CIGUDEG, BOGOR – Ribuan warga dari Cigudeg, Rumpin, dan Parung Panjang, Kabupaten Bogor, menggelar aksi unjuk rasa di halaman Kantor Kecamatan Cigudeg, Senin (12/1/2026).
Aksi itu sempat memanas dan menimbulkan kerusakan fasilitas kantor.
Massa terdiri dari pria dewasa hingga emak-emak.
Baca Juga: Dugaan Perampasan Tanah Adat oleh PT Agincourt Resources Viral di Media Sosial Mereka membawa truk pengangkut tambang yang diparkir memenuhi halaman kantor.
Kericuhan terjadi ketika warga dan petugas keamanan terlibat dorong-mendorong, menyebabkan sejumlah kaca pecah dan lalu lintas sekitar tersendat parah.
Koordinator aksi, Asep Fadhlan, menyatakan tuntutan warga meliputi pembukaan kembali aktivitas tambang dan pencairan bantuan sosial (bansos) Rp 3 juta per bulan yang dijanjikan Gubernur Jawa Barat, Dedi Mulyadi.
Warga mengklaim, penutupan tambang telah berlangsung lebih dari 100 hari, namun kompensasi belum tersalurkan secara merata.
"Janji beliau itu Rp 3 juta per bulan, sedangkan perusahaan tambang sudah ditutup lebih dari 3 bulan atau 100 hari. Penutupan awalnya terkait pembangunan jalan di Parung Panjang, tapi proyek sudah selesai," ujar Fadhlan.

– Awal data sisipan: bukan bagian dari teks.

PR #1157, opened 2025-05-09
[Dev] Add and apply import aliases

DayKev:
N/A

No more relative imports.

- All imports converted to absolute imports.
- Import aliases created for (nearly) every directory.
- Organize imports applied to most files.
- ESLint plugin + rule added to enforce absolute imports (won't automatically apply import aliases unfortunately).

Relevant files: [eslint.config.js](https://github.com/Despair-Games/poketernity/blob/af2ba1072d14912ba0ad2e811bbde93abbfd5bee/eslint.config.js), [package.json](https://github.com/Despair-Games/poketernity/blob/0b9ff45bdf941efdd28d976c479c2d148dd2f88a/package.json), [tsconfig.json](https://github.com/Despair-Games/poketernity/blob/0b9ff45bdf941efdd28d976c479c2d148dd2f88a/tsconfig.json)
You might be able to browse the diffs on GitHub with [this filter](https://github.com/Despair-Games/poketernity/pull/1157/files?file-filters%5B%5D=.js&file-filters%5B%5D=.json&show-viewed-files=true#diff-b55cdbef4907b7045f32cc5360d48d262cca5f94062e353089f189f4460039e0), otherwise you'll have to use VSCode's GitHub plugin (or the images provided below).
<details><summary>Diff images</summary>
<p>

image
image
image

</p>
</details> 

## Checklist


eslint.config.js
```diff
@@ -45,6 +46,11 @@ const eslintRules = {
   "@typescript-eslint/consistent-type-imports": "error", // Enforces type-only imports wherever possible
   "@typescript-eslint/no-import-type-side-effects": "error", // Typescript turns `import { type X } from Y` into `import {} from Y` but completely removes `import type { X } from Y`
   "@typescript-eslint/ban-ts-comment": ["error", { "ts-check": false, "ts-expect-error": "allow-with-description" }], // Disallow usage of `@ts-ignore`
+  "no-relative-import-paths/no-relative-import-paths": [
+    // Enforces absolute paths only (for example, converts "./data/moves/move-attrs/call-move-attr" to "#moves/call-move-attr")
```
DayKev:
```suggestion
    // Enforces absolute paths only (for example, converts "./data/moves/move-attrs/call-move-attr" to "#app/data/moves/move-attrs/call-move-attr")
```

Tempo-anon (dismissed):
1286 files changed lgtm trust

innerthunder (dismissed):

tsconfig.json
```diff
@@ -22,9 +22,50 @@
...
+      "#moves/*": ["./data/moves/move-attrs/*.ts", "./data/moves/move-conditions/*.ts", "./data/moves/*.ts"],
+      "#mystery-encounters/*": [
+        "./data/mystery-encounters/utils/*.ts",
+        "./data/mystery-encounters/requirements/*.ts",
+        "./data/mystery-encounters/encounters/*.ts",
+        "./data/mystery-encounters/*.ts"
+      ],
+      "#phases/*": ["./phases/*.ts"],
+      "#pipelines/*": ["./pipelines/*.ts"],
+      "#system/*": [
```
MokaStitcher, line 50: Is adding all the subfolders needed here or would something like `./system/**/*.ts` do the trick? (Same for UI and ME folders if yes, so that we don't need to edit this if we add any new subfolder)

DayKev: Unfortunately not:
image

PR #1160, opened 2025-05-10
[UI][P3] Fix option select cursor misalignement when scrolling down

MokaStitcher:

The cursor no longer overlaps with the text when a menu is resized dynamically upon scrolling

Currently the cursor placement in option select is updated in `setCursor` when the cursor index is changed.
When scrolling down/up only the scrolling cursor is updated, not the base cursor, so `setCursor` is not called, and thus the cursor is not moved. This is an issue when scrolling down results in the window being resized to fit wider options, resulting in the cursor overlapping the text.

- Move the code responsible to place the cursor in a dedicated function
- Call this function in `setCursor` like before, as well as in `updateSizeForOptions` so that the cursor is moved when the window is resized

## Screenshots/Videos

Before: scrolling down the nature list of a Pokemon (need many natures unlocked for this behavior to kick in, also depends on language probably)
image

After:
image

## How to test the changes?

- New game
- Find a Pokemon with a lot of natures unlocked
- Open its menu > Manage Natures
- Scroll down the list and make sure the cursor gets moved if the window becomes larger

## Checklist

### DIFF
--- a/src/ui/handlers/base-option-select-ui-handler.ts
+++ b/src/ui/handlers/base-option-select-ui-handler.ts
@@ -191,6 +191,10 @@ export abstract class BaseOptionSelectUiHandler<T extends OptionSelectItem> exte
     }
   }
 
+  /**
+   * Place the cursor in front of the currently selected option.
+   * Initializes the cursor sprite if it doesn't exist.
+   */
   private updateCursorPlacement() {
     if (!this.cursorObj) {
       this.cursorObj = globalScene.add.image(0, 0, "cursor");
--- a/src/ui/handlers/base-option-select-ui-handler.ts
+++ b/src/ui/handlers/base-option-select-ui-handler.ts
@@ -181,9 +181,28 @@ export abstract class BaseOptionSelectUiHandler<T extends OptionSelectItem> exte
     );
 
     this.optionSelectBg.setSize(bgWidth, bgHeight);
+
+    if (this.cursorObj) {
+      this.updateCursorPlacement();
+    }
+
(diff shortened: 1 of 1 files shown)


DayKev (dismissed):
Interestingly this didn't happen when wrapping around by scrolling up (at least on the Nature selection menu).

src/ui/handlers/base-option-select-ui-handler.ts
```diff
@@ -181,11 +181,30 @@ export abstract class BaseOptionSelectUiHandler<T extends OptionSelectItem> exte
...
+    if (this.cursorObj) {
+      this.updateCursorPlacement();
+    }
+
     if (this.config?.onResize) {
       this.config.onResize(bgWidth, bgHeight);
     }
   }
 
+  private updateCursorPlacement() {
```
Tempo-anon, line 198: nit: should have a comment

Tempo-anon (dismissed):

src/ui/handlers/base-option-select-ui-handler.ts
MokaStitcher: Thought it was fine for private elements not to have doc, but will do

MokaStitcher:
> Interestingly this didn't happen when wrapping around by scrolling up (at least on the Nature selection menu).

This is because when wrapping around the cursor is changed from 0 to the bottom of the list, so its position gets updated.
But from this point the bug would happen when scrolling up if there was a wider element somewhere in the middle of the list lol

PR #1161, opened 2025-05-10
[Save Data] Move unlocked natures and IVs from DexData to StarterData

MokaStitcher:
> [!WARNING]
> This is the first of 2 PRs making changes to the Dex / System Data, meaning partial loss of compatibility with existing saves.
Since the impacted elements (natures and ivs) are of little importance to current development this PR introduces a temporary "migration" of existing data which consists of unlocking all the elements instead of transferring the current unlocks. This means current saves work fine, and the current `everything` save file can still be used to unlock everything
The next PR will remove that migrator and fully force a reset of current system data, as well as provide a new, clean, `everything` save file.

- existing save files: already unlocked starters will have all their natures unlocked and IVs maxed
- fresh files: starters now get all neutral natures unlocked by default, instead of a single random one
- everything else should be the same except less space used for save file storage

Currently the nature and IVs data is stored in `systemData.dexData`, meaning there is a nature and IV entry for each of the 1100+ Pokémon species. However, unlocked natures and IVs are only relevant when it comes to starters
So, by moving this information from `systemData.dexData` to `systemData.starterData` we change those 1100+ entries to 587, one for each of the starters, resulting in roughly half the storage space used for these attributes

- Move nature and ivs from DexData to StarterData
- Move nature and ivs initialization in `game-data` accordingly
- Update IV scanner and container showing information of newly caught or hatched Pokémon accordingly
- Add temporary data migration unlocking all natures and maxxing out all starter IVs on existing save files only 
> [!NOTE]
> This "migration" does **not** remove the old data from `dexData`, it only populates `starterData`, meaning if you go from this branch back to another one, your old data is preserved for now (and also the save data is larger).
- **UPDATE** Removed the 1 offset in the nature attribute. It is not needed and meant that the attribute for all natures being unlocked was 26 bits long rather than 25

## Screenshots/Videos

<details><summary>Existing save file</summary>

Other branches:
image
This branch:
image

</details>

<details><summary>New save file</summary>

After: 15 IV, single neutral nature unlocked:
image
After: 15 IV, all neutral natures unlocked:
image

</details>

<details><summary>StarterData update when catching/hatching mons</summary>

Natures still get shown as new or not when hatching/catching. IVs get compared to existing IVs when using scanner:
image
image

Catching an Elekid and an Electabuzz:
image
image
Elekid's IVs are the max of IVs across both catches. Elekid can choose from 2 natures.
Electabuzz only has IVs from the Electabuzz catch, and a single nature
image
image
</details>

<details><summary>Storage</summary>

**Size of exported fresh file**
Before: 159KB - After: 142KB
**Size of exported advanced file**
Before: 187KB - After: 217KB (because of the temporary migration which doesn't delete the elements from dexData)

</details> 

## How to test the changes?
- Load the game with an existing save file, and go to starter select
  - All starters should have maxxed IVs and all natures unlocked

- Load the game in a private window to start a fresh file
  - All starters should have a single neutral nature unlocked, and IVs of 15
  - Start a run, catch Pokemon and check for IV and natures:
     - that they are shown properly as new/improved or not, depending
     - that they are unlocked properly back in starter selection
  - Refresh the page to force loading the data. The unlocks should be preserved

You might want to do extra testing around Pokémon with baby forms. Catching a Pikachu should unlock nature and update IVs for both Pikachu and Pichu, while catching a Pichu should only unlocks those things for Pichu itself. Another thing to potentially test for is eggs.

Here are some overrides that can be useful:
```
  STARTING_HELD_ITEMS_OVERRIDE: [{name: "IV_SCANNER", count: 2}],
  //ENEMY_SPECIES_OVERRIDE: SpeciesId.ELECTABUZZ,
  EGG_FREE_GACHA_PULLS_OVERRIDE: true,
  EGG_IMMEDIATE_HATCH_OVERRIDE: true,
  FREE_CANDY_UPGRADE_OVERRIDE: true,
  POKEBALL_OVERRIDE: {
    active: true,
    pokeballs: {
      [PokeballType.POKEBALL]: 5,
      [PokeballType.GREAT_BALL]: 0,
      [PokeballType.ULTRA_BALL]: 0,
      [PokeballType.MASTER_BALL]: 50,
    },
  }
```

## Checklist


src/phases/select-starter-phase.ts
```diff
@@ -74,7 +74,10 @@ export class SelectStarterPhase extends Phase {
         starterGender = Overrides.GENDER_OVERRIDE;
       }
 
-      const starterIvs = dexData[speciesId].ivs.slice(0);
+      // Get ivs from the root species in case of an override to a non starter species
```
Tempo-anon, line 77: Technically this is new functionality when overriding to a different species right?

src/system/game-data.ts
```diff
@@ -374,6 +375,17 @@ export class GameData {
           }
         }
 
+        // TODO: Temporary starter data migration, to be removed later
+        for (const starterData of Object.values(systemData.starterData)) {
+          if (!starterData.natureAttr || !starterData.ivs) {
+            const unlocked = starterData.abilityAttr !== 0;
+            // As a placeholder migration, unlock all natures
+            starterData.natureAttr = unlocked ? 67108862 : 0;
```
Tempo-anon: nit: I know this is temporary code but is that 67108862 value worth keeping around as a constant to represent the complete natureAttr? Also since there are 25 natures in game, shouldn't this be 2^25 (33554432)? 2^26 is 67108864

src/system/game-data.ts
```diff
@@ -1459,16 +1452,33 @@ export class GameData {
   private initStarterData(): void {
     const starterData: StarterData = {};
 
+    // Pick a random neutral nature for each of the default starters
```
Tempo-anon: While I like this in terms of flavor and uniqueness, I wonder if the extra complexity is needed rather than setting all the starters to a single nature. Or granting all the initial starter all neutral natures

src/system/game-data.ts
```diff
@@ -1459,16 +1452,33 @@ export class GameData {
...
+
       starterData[speciesId] = {
         moveset: null,
         eggMoves: 0,
         candyCount: 0,
         candyProgress: 0,
-        abilityAttr: defaultStarterSpecies.includes(speciesId) ? AbilityAttr.ABILITY_1 : 0,
+        abilityAttr: isDefaultStarter ? AbilityAttr.ABILITY_1 : 0,
         passiveAttr: 0,
+        natureAttr: isDefaultStarter ? 1 << (defaultStarterNatures.shift()! + 1) : 0,
```
Tempo-anon: nit: maybe a comment would be good because `1 << (defaultStarterNatures.shift()! + 1)` is not clear to me at a glance

Tempo-anon (dismissed):
Looks fine to me for the most part. Just some nits

src/system/game-data.ts
```diff
@@ -1459,16 +1452,33 @@ export class GameData {
...
+    const defaultStarterNatures: Nature[] = [];
+    globalScene.executeWithSeedOffset(
+      () => {
+        const neutralNatures = [Nature.HARDY, Nature.DOCILE, Nature.SERIOUS, Nature.BASHFUL, Nature.QUIRKY];
+        for (let s = 0; s < defaultStarterSpecies.length; s++) {
+          defaultStarterNatures.push(randSeedItem(neutralNatures));
+        }
+      },
+      0,
+      "default",
```
DayKev: Doesn't using `"default"` as a seed override mean every player will have the same "randomized" set of natures for their initial starters? If we're going to keep the "get a random neutral nature" for the starters I think it shouldn't use `executeWithSeedOffset`, or we should just unlock all neutral natures for the initial starters.

DayKev:
Updated the test (see commit message).

src/system/game-data.ts
MokaStitcher: For some reason the flags are offset by 1, so 3554432 doesn't work. I don't know if updating that should be part of this PR though, for now I left it as is because I'm scared to mess things up lol
But I don't think we want to keep that as a constant, it was just a very lazy way to do it in this case. I'll see for a cleaner way when creating the proper everything file

edit: nevermind, I removed the +1 everywhere when manipulating the natureattr, I don't see why it would be needed

DayKev:
Tested catching a Raichu with IVs set to `0, 5, 10, 15, 20, 25` and both Pikachu and Pichu had the correct IVs (and the same nature) in starter select. Reversing the IVs and catching another one also updated the IVs for both properly. 👍

DayKev (dismissed):

src/phases/select-starter-phase.ts
MokaStitcher: Not really? Not that the previous behavior was documented or predictable in any way. And this one is still not predictable, to me it's kind of the same except on average it will result in higher IVs
Before if you did an override to Charizard it would look for Charizard's ivs, and now Charizard doesn't have IVs so it uses Charmander's, which are always the same, or better than what Charizard's would have been

MokaStitcher: Feel free to elaborate on what you'd want done in this regard, update the override to make this behavior clear?

src/system/game-data.ts
MokaStitcher: No clue, that code wasn't changed, just moved

MokaStitcher: got removed and replaced with unlocking all neutral natures

src/phases/select-starter-phase.ts
Tempo-anon: Ah okay. What happens if I choose Charmander as a starter but I use a species override as Lapras?

MokaStitcher: It will use lapras' IVs since the species override is applied earlier in that function (the IVs will be 0 if Lapras hasn't been unlocked yet)

src/constants/game-constants.ts
```diff
@@ -24,6 +24,11 @@ export const IV_MIN = 0;
  */
 export const IV_MAX = 31;
 
+/**
+ * Value used for the IVs of starters unlocked by default on a fresh file.
+ */
+export const IV_DEFAULT = 15;
```
flx-sta: I think this constants name should be more specialized that it's only for `starters`.
Should also be the actual array I'd say. Maybe we want to alter specific IV aspects in the future and not the whole array.

```suggestion
export const IV_DEFAULT_UNLOCKED_STARTERS = [15, 15, 15, 15, 15, 15];
```

DayKev: I think I'd go with `DEFAULT_STARTER_IVS`.

MokaStitcher: Agree about the name, I was just trying to match the existing constants. Will update tomorrow
Unsure about storing the whole array though.
After having looked at the heap so much I think we need to be a bit more mindful about the amount of data we keep in memory at all times. Sure that single array won't make much of a difference but I don't know about keeping an array that is only ever relevant the very first time the game is ran for a potential future use that is very unlikely to happen

src/system/game-data.ts
```diff
@@ -371,6 +372,18 @@ export class GameData {
...
+        const allNaturesAttr = Math.pow(2, getEnumLength(Nature)) - 1;
+        for (const starterData of Object.values(systemData.starterData)) {
+          if (!starterData.natureAttr || !starterData.ivs) {
+            const unlocked = starterData.abilityAttr !== 0;
+            // As a placeholder migration, unlock all natures
+            starterData.natureAttr = unlocked ? allNaturesAttr : 0;
+            // As a placeholder migration, max out all ivs
+            starterData.ivs = Array(6).fill(unlocked ? IV_MAX : IV_MIN);
+          }
+        }
```
flx-sta, line 357: Shouldn't this be part of the migration tooling?

src/ui/handlers/starter-select-ui-handler.ts
```diff
@@ -3333,9 +3335,10 @@ export class StarterSelectUiHandler extends MessageUiHandler {
 
     if (species) {
       const dexEntry = globalScene.gameData.dexData[species.speciesId];
-      const abilityAttr = globalScene.gameData.starterData[species.speciesId].abilityAttr;
+      const starterEntry = globalScene.gameData.starterData[species.speciesId];
 
-      const caughtAttr = globalScene.gameData.dexData[species.speciesId]?.caughtAttr || BigInt(0);
+      const abilityAttr = starterEntry.abilityAttr;
+      const caughtAttr = dexEntry?.caughtAttr || BigInt(0);
```
flx-sta: Always prefer `??` over `||` unless there is a specific reason to use `||`

```suggestion
      const caughtAttr = dexEntry?.caughtAttr ?? BigInt(0);
```

test/system/dex-data.test.ts
```diff
@@ -44,13 +45,17 @@ describe("Dex Data", () => {
...
 
-      const unlockedNatures = gameData.getNaturesForAttr(dexData.natureAttr);
-      expect(unlockedNatures.length).toBe(1);
-      expect(neutralNatures.includes(unlockedNatures[0])).toBeTruthy();
+      // Starters get all neutral natures unlocked
+      const unlockedNatures = gameData.getNaturesForAttr(starterData.natureAttr);
+      expect(unlockedNatures.length).toBe(neutralNatures.length);
+      for (const starterNature of unlockedNatures) {
+        expect(neutralNatures).toContain(starterNature);
+      }
```
flx-sta: If you want to avoid the `for of` loop here use `.every()`

```suggestion
      expect(unlockedNatures.every(nature => neutralNatures.includes(nature))).toBe(true);
```
<sub> I personally find expects in loops odd </sub>

src/system/game-data.ts
MokaStitcher: Not worth the trouble, this is extremely temporary, will be removed in my next PR (more details in the PR description itself)

flx-sta (dismissed):

test/system/dex-data.test.ts
DayKev: We should be careful about how we format the `expect`s, they should be as informative as possible if they fail. If this fails it'll just show "expected `false` to be `true`".

DayKev: It's better to change this to
```ts
expect(unlockedNatures).toEqual(neutralNatures);
```

DayKev: image
vs
image
(Replaced "Quirky with Adamant" in the neutral natures array for demonstration purposes)

DayKev (dismissed):

test/system/dex-data.test.ts
flx-sta: Alternatively you can also define your own failure messages as the 2nd argument in `expect`

flx-sta (approved):

Tempo-anon (approved):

Massa menegaskan akan tetap menduduki kantor kecamatan jika tuntutan mereka tidak segera mendapat kepastian dari pemerintah provinsi maupun kabupaten.
Untuk meredam situasi, Bupati Bogor Rudy Susmanto, Wakil Bupati Ade Ruhandi, dan Kapolres Bogor AKBP Wikha Ardilestanto hadir melakukan dialog tertutup dengan perwakilan warga.
Hingga sore hari, kondisi di lokasi mulai berangsur kondusif, meski ribuan warga masih menunggu hasil kesepakatan.*
(k/dh)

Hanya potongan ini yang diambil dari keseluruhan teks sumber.